You can create a trusted context object on the database server that allows the middle-tier server to establish an explicit trusted connection to the database. After establishing an explicit trusted connection, the middle-tier server can switch the current user ID of the connection to a new user ID without the need to authenticate the new user ID at the database server. The following CLI code snippet demonstrates how to establish a trusted connection using the trusted context, MYTCX, defined in Step 1, earlier, and how to switch the user on the trusted connection without authentication.
int main(int argc, char *argv[])
{
	SQLHANDLE henv;		       /* environment handle */
	SQLHANDLE hdbc1;		     /* connection handle */
	char origUserid[10] = "newton";
  char password[10] = "test";
  	char switchUserid[10] = "zurbie";
	char dbName[10] = "testdb";
	 
// Allocate the handles 
SQLAllocHandle( SQL_HANDLE_ENV, &henv );
SQLAllocHandle( SQL_HANDLE_DBC, &hdbc1 );

// Set the trusted connection attribute
SQLSetConnectAttr( hdbc1, SQL_ATTR_USE_TRUSTED_CONTEXT, 
SQL_TRUE, SQL_IS_INTEGER );

// Establish a trusted connection
SQLConnect( hdbc1, dbName, SQL_NTS, origUserid, SQL_NTS, 
password, SQL_NTS );

//Perform some work under user ID "newton"
. . . . . . . . . . .

 // Commit the work
SQLEndTran(SQL_HANDLE_DBC, hdbc1, SQL_COMMIT); 


// Switch the user ID on the trusted connection
SQLSetConnectAttr( hdbc1, 
SQL_ATTR_TRUSTED_CONTEXT_USERID, switchUserid,  
SQL_IS_POINTER 
);

//Perform new work using user ID "zurbie"
. . . . . . . . . 

//Commit the work
SQLEndTranSQL_HANDLE_DBC, hdbc1, SQL_COMMIT); 

// Disconnect from database
SQLDisconnect( hdbc1 );

	return 0;

}  /* end of main */

What to do next

When does the user ID actually get switched?
After the command to switch the user on the trusted connection is issued, the switch user request is not performed until the next statement is sent to the server.

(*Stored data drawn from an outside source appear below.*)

PR #52, opened 2017-05-16
Adds sponsors layout to public events

### LINKED ISSUE #49: Adding sponsors to public events
Add sponsors to the public events page like on eventyay.com.
screenshot from 2017-05-14 17-04-48

geekyd:
#### Checklist

- Adds layout for sponsors to the public events page

####Screenshot
screenshot from 2017-05-16 12-07-31

Fixes #49 

@niranjan94 Please review. Thanks

### DIFF
--- a/app/components/public/sponsor-list.js
+++ b/app/components/public/sponsor-list.js
@@ -1,0 +1,10 @@
+import Ember from 'ember';
+import { orderBy, groupBy } from 'lodash';
+
+const { Component, computed } = Ember;
+
+export default Component.extend({
+  sponsorsGrouped: computed('sponsors.[]', function() {
+    return groupBy(orderBy(this.get('sponsors'), 'level'), 'type');
+  })
+});
--- a/app/controllers/public/index.js
+++ b/app/controllers/public/index.js
@@ -10,6 +10,11 @@ export default Controller.extend({
   { name: 'Speaker 4', organisation: 'Org 4', isFeatured: true, socialLinks: [{ name: 'twitter', url: '#' }], short_biography: 'Full-stack developer with experience in PHP, Python &amp; Ember.JS. Plays around with Kubernetes and Containers. Avid open source contributor.' },
   { name: 'Speaker 5', organisation: 'Org 5', isFeatured: false, socialLinks: [{ name: 'home', url: '#' }],  short_biography: 'Full-stack developer with experience in PHP, Python &amp; Ember.JS. Plays around with Kubernetes and Containers. Avid open source contributor.' }],
 
+  sponsors: [{ name: 'Sponsor 2', url: '#', logoUrl: 'http://placehold.it/150x60', level: 2, type: 'Gold Sponsor', description: '' },
+    { name: 'Sponsor 1', url: '#', logoUrl: 'http://placehold.it/150x60', level: 1, type: 'Gold Sponsor', description: '' },
+    { name: 'Sponsor 3', url: '#', logoUrl: 'http://placehold.it/150x60', level: 1, type: 'Silver Sponsor', description: '' }
+  ],
+
   featuredSpeakers: computed.filterBy('speakers', 'isFeatured', true),
 
   nonFeaturedSpeakers: computed.filterBy('speakers', 'isFeatured', false),
--- a/app/templates/components/public/sponsor-item.hbs
+++ b/app/templates/components/public/sponsor-item.hbs
@@ -1,0 +1,3 @@
+<a href="{{sponsor.url}}">
+  <img src="{{sponsor.logoUrl}}" class="ui image sponsor-image" alt="{{sponsor.name}}">
+</a>
--- a/app/templates/components/public/sponsor-list.hbs
+++ b/app/templates/components/public/sponsor-list.hbs
@@ -1,0 +1,9 @@
+<h3 class="ui header">{{t 'Sponsors'}}</h3>
+{{#each-in sponsorsGrouped as |key sponsors|}}
+  <h4 class="ui header">{{key}}</h4>
+  <div class="ui three column stackable grid">
+    {{#each sponsors as |sponsor|}}
+      {{public/sponsor-item sponsor=sponsor}}
+    {{/each}}
+  </div>
+{{/each-in}}
--- a/app/templates/public/index.hbs
+++ b/app/templates/public/index.hbs
@@ -12,4 +12,10 @@
       {{public/speaker-list speakers=nonFeaturedSpeakers}}
     </div>
   </div>
+  <br>
+  <div class="sponsors">
+    <div class="row">
+      {{public/sponsor-list sponsors=sponsors}}
+    </div>
+  </div>
 </div>
--- a/app/components/public/sponsor-item.js
+++ b/app/components/public/sponsor-item.js
@@ -1,0 +1,7 @@
+import Ember from 'ember';
+
+const { Component } = Ember;
+
+export default Component.extend({
+  classNames: ['ui', 'column']
+});
--- a/app/styles/pages/public-event.scss
+++ b/app/styles/pages/public-event.scss
@@ -91,4 +91,8 @@
   .speakers {
     margin-top: 10px;
   }
+
+  .sponsor-image {
+    margin: 0 auto;
+  }
 }
--- a/app/templates/components/public/speaker-list.hbs
+++ b/app/templates/components/public/speaker-list.hbs
@@ -1,4 +1,4 @@
-<h3>{{t 'Speakers'}}</h3>
+<h3 class="ui header">{{t 'Speakers'}}</h3>
 <div class="speaker-list ui stackable grid">
   {{#each speakers as |speaker|}}
     {{public/speaker-item speaker=speaker}}
--- a/tests/integration/components/public/sponsor-item-test.js
+++ b/tests/integration/components/public/sponsor-item-test.js
@@ -1,0 +1,15 @@
+import { test } from 'ember-qunit';
+import moduleForComponent from 'open-event-frontend/tests/helpers/component-helper';
+import hbs from 'htmlbars-inline-precompile';
+
+moduleForComponent('sponsor-item', 'Integration | Component | sponsor item');
+
+const sponsor = [
+  { name: 'Sponsor 1', url: '#', logoUrl: 'http://placehold.it/150x60' }
+];
+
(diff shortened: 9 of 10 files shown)


app/controllers/public/index.js
```diff
@@ -10,6 +10,10 @@ export default Controller.extend({
   { name: 'Speaker 4', organisation: 'Org 4', isFeatured: true, socialLinks: [{ name: 'twitter', url: '#' }], short_biography: 'Full-stack developer with experience in PHP, Python &amp; Ember.JS. Plays around with Kubernetes and Containers. Avid open source contributor.' },
   { name: 'Speaker 5', organisation: 'Org 5', isFeatured: false, socialLinks: [{ name: 'home', url: '#' }],  short_biography: 'Full-stack developer with experience in PHP, Python &amp; Ember.JS. Plays around with Kubernetes and Containers. Avid open source contributor.' }],
 
+  sponsors: [{ title: 'Gold Sponsors', sponsorList: [{ name: 'Sponsor 1', url: '#', logo: 'http://placehold.it/150x60' }, { name: 'Sponsor 2', url: '#', logo: 'http://placehold.it/150x60' }, { name: 'Sponsor 3', url: '#', logo: 'http://placehold.it/150x60' }] },
```
niranjan94: The response will be an array like this:

```js
[
{
    "name": "Sponsor 1",
    "logoUrl": "https://some.com/a.jpg",
    "level": 2,
    "type": "Gold Sponsor"
},
{
    "name": "Sponsor 1",
    "logoUrl": "https://some.com/a.jpg",
    "level": 2,
    "type": "Silver Sponsor"
}
]
```

This will be the API response.
You will have to group by `type` and within each type group, you should sort by `level` in `ascending`

geekyd: @niranjan94 Okay so, should I write a custom function to group the sponsors by type, and sort the sponsors in each group by using `sort` computedProperty?

niranjan94: Correct. But you don't have to use a custom function. Use [lodash's `groupBy`](https://lodash.com/docs/4.17.4#groupBy). Lodash is included in the project. Feel free to use all of the awesome utility functions there 😄 .

Since we'll be sorting and grouping, if you're using `computed.sort` we'll probably need two computed properties. (One for sorting and that passed through another which does grouping.)

Instead use one normal computed property and use lodash's `orderBy` and `groupBy`

niranjan94: @geekyd ^

geekyd: @niranjan94 Thanks for the reference. There is one problem that need to be addressed here, current api is returning the sponsors as : 

`{
"description": "",
"level": "3", 
"url": "URL of sponsor(website)", 
"sponsor_type": "", 
"logo": "URL of image", 
"id": '', 
"name": ""}
`

For webapp we used to group according to the levels and render the sponsors, will we be following a similar approach ? The level will be unique to the corresponding type?

niranjan94: We want the ability to specify order with a sponsor group too. So first sort by level. The group by type the sorted array (let the grouping be case-insensitive to the type).

geekyd:
@niranjan94 Made the required changes here is the screenshot. Please review Thanks :)
screenshot from 2017-05-16 21-01-37

app/controllers/public/index.js
```diff
@@ -10,6 +11,19 @@ export default Controller.extend({
   { name: 'Speaker 4', organisation: 'Org 4', isFeatured: true, socialLinks: [{ name: 'twitter', url: '#' }], short_biography: 'Full-stack developer with experience in PHP, Python &amp; Ember.JS. Plays around with Kubernetes and Containers. Avid open source contributor.' },
   { name: 'Speaker 5', organisation: 'Org 5', isFeatured: false, socialLinks: [{ name: 'home', url: '#' }],  short_biography: 'Full-stack developer with experience in PHP, Python &amp; Ember.JS. Plays around with Kubernetes and Containers. Avid open source contributor.' }],
 
+  sponsors: [{ name: 'Sponsor 2', url: '#', logoUrl: 'http://placehold.it/150x60', level: 2, type: 'Gold Sponsor', description: 'Blah Blah Blah' },
+    { name: 'Sponsor 1', url: '#', logoUrl: 'http://placehold.it/150x60', level: 1, type: 'Gold Sponsor', description: 'Blah Blah Blah' },
+    { name: 'Sponsor 3', url: '#', logoUrl: 'http://placehold.it/150x60', level: 1, type: 'Silver Sponsor', description: 'Blah Blah Blah' }
+  ],
+
+  sponsorsByCategory: computed(('sponsors'), function() {
```
niranjan94: @geekyd 

This is too complex. We're doing needles operations here. this can be simplified to just a single sortBy and a groupBy. In a javascript single page application like this, we need to take atmost care to ensure we use as less memory and resources as possible, since it all happens on the client side and we can't always expect our clients to have good PCs.

See this alternative implementation,

```js
sponsorsByCategory: computed('sponsors', function() {
    return _.groupBy(_.orderBy(this.get('sponsors'), 'level'), 'type');;
})
```

This will now return an object in the form 

```js
{
  "Gold Sponsor": [
    {
      "name": "Sponsor 1",
      "url": "#",
      "logoUrl": "http://placehold.it/150x60",
      "level": 1,
      "type": "Gold Sponsor",
      "description": "Blah Blah Blah"
    },
    {
      "name": "Sponsor 2",
      "url": "#",
      "logoUrl": "http://placehold.it/150x60",
      "level": 2,
      "type": "Gold Sponsor",
      "description": "Blah Blah Blah"
    }
  ],
  "Silver Sponsor": [
    {
      "name": "Sponsor 3",
      "url": "#",
      "logoUrl": "http://placehold.it/150x60",
      "level": 1,
      "type": "Silver Sponsor",
      "description": "Blah Blah Blah"
    }
  ]
}
```

Now, in the template, You can use [`{{#each-in object as |key value|}}  {{/each-in}}`](https://www.emberjs.com/api/classes/Ember.Templates.helpers.html#method_each-in) instead of `each` to loop through this.

app/controllers/public/index.js
```diff
@@ -1,4 +1,5 @@
 import Ember from 'ember';
+import _ from 'lodash';
```
niranjan94: Instead of importing all ... Import only what is needed. Like 

```js
import { orderBy, groupBy } from 'lodash';
```

app/controllers/public/index.js
niranjan94: And also, since we want the computed property to observe element changes in the array, 
it needs to be 
```js
sponsorsByCategory: computed('sponsors.[]', function() {
```

If you use just `sponsors`, the property will recompute only if for example `sponsors` changes from `null` to an array or back. The property will **not** recompute if for example, an item is added to the `sponsors` array.

But we want it to be recomputed if the array elements are added/removed. So we specify it as 
```js
sponsorsByCategory: computed('sponsors.[]', function() {
```

app/templates/components/public/sponsor-list.hbs
```diff
@@ -0,0 +1,9 @@
+<h3 class="ui header">{{t 'Sponsors'}}</h3>
+{{#each-in sponsors as |key value|}}
```
niranjan94: Also, instead of value, use `sponsors`. (For better readability)

app/templates/components/public/sponsor-list.hbs
```diff
@@ -0,0 +1,9 @@
...
+  <h4 class="ui header">{{key}}</h4>
+  <div class="ui three column stackable grid">
+    {{#each value as |sponsorItem|}}
```
niranjan94: instead of sponsorItem, just call it sponsor

app/templates/public/index.hbs
```diff
@@ -12,4 +12,10 @@
       {{public/speaker-list speakers=nonFeaturedSpeakers}}
     </div>
   </div>
+  <br>
+  <div class="sponsors">
+    <div class="row">
+      {{public/sponsor-list sponsors=sponsorsByCategory}}
```
niranjan94: Let the sponsors grouping be done by the sponsor-list component. This is the components job. You just should pass the plain sponsors array to it.

geekyd: Okay, I will be creating a controller for the speaker-list and handle it there.

niranjan94: No. I think you misunderstood. Components cannot have controllers. Routes have controllers. 

You can directly put the same code you used in the index controller inside the component js file.

geekyd:
@niranjan94 I have made the required changes, moved the grouping sponsors code to the component itself. Please review & merge. :)

app/components/public/sponsor-list.js
```diff
@@ -0,0 +1,11 @@
+import Ember from 'ember';
+import { orderBy, groupBy } from 'lodash';
+
+const { Component } = Ember;
+
+export default Component.extend({
+  init() {
+    this._super(...arguments);
+    this.set('sponsors', groupBy(orderBy(this.get('sponsors'), 'level'), 'type'));
```
niranjan94: Please add this as a computed property. Otherwise, this will not change incase sponsors array changes.

app/templates/components/public/sponsor-list.hbs
```diff
@@ -0,0 +1,9 @@
+<h3 class="ui header">{{t 'Sponsors'}}</h3>
+{{#each-in sponsors as |key sponsor|}}
```
niranjan94: Call it `sponsorsGrouped`

app/templates/components/public/sponsor-list.hbs
```diff
@@ -0,0 +1,9 @@
...
+  <h4 class="ui header">{{key}}</h4>
+  <div class="ui three column stackable grid">
+    {{#each sponsor as |sponsor|}}
```
niranjan94: And call this as `sponsors as |sponsor|`

geekyd:
@niranjan94 Please review.

app/templates/components/public/sponsor-item.hbs
```diff
@@ -0,0 +1,5 @@
+<div class="ui">
```
niranjan94: Is this div really required ?

geekyd: @niranjan94 No, removing this div.

geekyd:
@niranjan94 Made the requested changes.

This is demonstrated by the following example where the list applications command shows the original user ID until the next statement is issued.
  1. Establish an explicit trusted connection with USERID1.
  2. Issue the switch user command, such as getDB2Connection for USERID2.
  3. Run db2 list applications. It still shows that USERID1 is connected.
  4. Issue a statement on the trusted connection, such as executeQuery("values current sqlid"), to perform the switch user request at the server.
  5. Run db2 list applications again. It now shows that USERID2 is connected.